__Data__.
PR #70, opened 2020-06-15
Privacy policy page added

Bharathravi1995:
This PR contains: 

- privacy policy  page changes 
- Rating page autosave changes
- Applicants page max-width changes

@vishwasanavatti  Can you review this?


frontend/src/app/rating/rating.page.ts
```diff
@@ -99,6 +99,30 @@ export class RatingPage implements OnDestroy, OnInit {
...
+          );
+          this.ratingForm.controls.applicantScore.controls.personalImpression.setValue(
+            applicantData.applicantScore.personalImpression
+          );
+          this.ratingForm.controls.applicantScore.controls.selfAssurance.setValue(
+            applicantData.applicantScore.selfAssurance
+          );
+          this.ratingForm.controls.impressionInfo.controls.impression.setValue(
+            applicantData.impressionInfo.impression
+          );
```
MBuchalik: I know you haven't requested a review from me. But one thing that I was wondering: Can't you just use `patchValue()` here? 

This would probably (careful, I haven't tested it!) look like this:

``` ts
if (applicantData) {
  this.ratingForm.patchValue(applicantData);
}
```

Bharathravi1995: Did not know such method exist. Will change. Thanks

vishwasanavatti (commented):
Checked it locally. It looks clean and good. 
Just one thing I noticed is I can just slide the "I have read" toggle and continue without even looking at what is there in the policy. Shouldn't it be policy has to be opened to toggle the agreement?

MBuchalik:
> Just one thing I noticed is I can just slide the "I have read" toggle and continue without even looking at what is there in the policy. Shouldn't it be policy has to be opened to toggle the agreement?

For now, I think it is fine to leave it like it is. We could of course refine this later on, but since the Industry Partners haven't provided any requirements regarding this, I would keep it as simple as it is now. 

(I haven't tried out the implementation. I just assume that it looks similar to the mockups.)

Bharathravi1995:
> Checked it locally. It looks clean and good.
> Just one thing I noticed is I can just slide the "I have read" toggle and continue without even looking at what is there in the policy. Shouldn't it be policy has to be opened to toggle the agreement?

Ya I also agree with your point. But we can iterate it over as this task is not complete until we add policy details.

vishwasanavatti (approved):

__Problem__. Using the listing above, transcribe every entry exactly.

__Answer section__.
PR #70, opened 2020-06-15
Privacy policy page added

Bharathravi1995:
This PR contains: 

- privacy policy  page changes 
- Rating page autosave changes
- Applicants page max-width changes

@vishwasanavatti  Can you review this?


frontend/src/app/rating/rating.page.ts
```diff
@@ -99,6 +99,30 @@ export class RatingPage implements OnDestroy, OnInit {
...
+          );
+          this.ratingForm.controls.applicantScore.controls.personalImpression.setValue(
+            applicantData.applicantScore.personalImpression
+          );
+          this.ratingForm.controls.applicantScore.controls.selfAssurance.setValue(
+            applicantData.applicantScore.selfAssurance
+          );
+          this.ratingForm.controls.impressionInfo.controls.impression.setValue(
+            applicantData.impressionInfo.impression
+          );
```
MBuchalik: I know you haven't requested a review from me. But one thing that I was wondering: Can't you just use `patchValue()` here? 

This would probably (careful, I haven't tested it!) look like this:

``` ts
if (applicantData) {
  this.ratingForm.patchValue(applicantData);
}
```

Bharathravi1995: Did not know such method exist. Will change. Thanks

vishwasanavatti (commented):
Checked it locally. It looks clean and good. 
Just one thing I noticed is I can just slide the "I have read" toggle and continue without even looking at what is there in the policy. Shouldn't it be policy has to be opened to toggle the agreement?

MBuchalik:
> Just one thing I noticed is I can just slide the "I have read" toggle and continue without even looking at what is there in the policy. Shouldn't it be policy has to be opened to toggle the agreement?

For now, I think it is fine to leave it like it is. We could of course refine this later on, but since the Industry Partners haven't provided any requirements regarding this, I would keep it as simple as it is now. 

(I haven't tried out the implementation. I just assume that it looks similar to the mockups.)

Bharathravi1995:
> Checked it locally. It looks clean and good.
> Just one thing I noticed is I can just slide the "I have read" toggle and continue without even looking at what is there in the policy. Shouldn't it be policy has to be opened to toggle the agreement?

Ya I also agree with your point. But we can iterate it over as this task is not complete until we add policy details.

vishwasanavatti (approved):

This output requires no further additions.